# Tax liability on dependent



## risharisha (Dec 3, 2014)

Hi All,
Need your urgent input on german tax laws.
I will expain my situation, I am from India and came to germany on Work permit for 180 days (to be sepecific from 17th Nov 2014 to 15th May 2015) not more than that , I arrived in Frankfurt on 17th Nov 2014. I will be continued to get salary in India and I will be paying tax in India for all these months. In germany I will be getting per diem (Daily allowance) only. Even I will be paying tax on these per diem in India. All the other expenses like accommodation, phone, travelling will be borne by company in germany. Per diem which I am getting will be used for food and daily expenses. So i am not liable to pay any tax as I am not going to stay here permanently. And I am not getting any german salary.

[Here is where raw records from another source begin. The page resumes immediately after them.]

PR #1913, opened 2026-07-03
Chore: Use 'PublishError' over 'KnownPublishError'

iLLiCiTiT:
## Changelog Description
Replace usage of `KnownPublishError` with `PublishError`.

## Additional info
`KnowPublishError` is deprecated for some time, we should stop using it. Modified the error messages a little.

## Testing notes:
1. Validate the code changes.
2. If you don't like it, do a suggestion please.


moonyuet (approved):
LGTM

BigRoy (approved):
If these display as the more user-friendly messages and they directly see the message, then I think this is the correct change.

iLLiCiTiT:
I was actually correct, but I don't know how it works.

`KnownPublishError` shows this
image

`PublishError` shows this
image

BigRoy:
Thanks, then Publish Error is the right approach here.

As I will be living here for around 6 months I am planning to bring my Family (Wife & Son) here around 15th Dec 2014, they already got dependent visa last week. I was then informed by my employer in India, if you take your family along with you they will be liable to pay tax in germany from day-1. I was totally shocked to here that and was completely lost, I tried to search about german tax laws about dependents in google but didn´t got much help. I will not be laible to pay tax but my family will be?? Is this correct?

They are saying one more thing, german financial year is from Jan-dec, and If I take my family on 15th Dec 2014 till 15th May 2015, you will be liable to pay tax for both finacial year 2014 & 2015, is itlike that?? they said german tax authority will take into considiration your indian salary and the per diem which I am getting in germany to calculate the tax. 
Even though we have Double tax treaty signed between germany and india, you have to pay tax for your family. is the german law like that?? 
I am really distured after hearing all this stuff, and need some help on this topic. My family can´t stay alone for such long period and I want them to bring them here. please let me know what to do???

Regards,
RishaRisha...


----------



## _shel (Mar 2, 2014)

I think you'll find your employer is misleading you. If they have enough presence in Germany to sponsor your visa they are obliged to withhold taxes even if paying you in India. 

And yes, if someone is present in both tax years they will be liable each year. Your allowances are also taxable in Germany. 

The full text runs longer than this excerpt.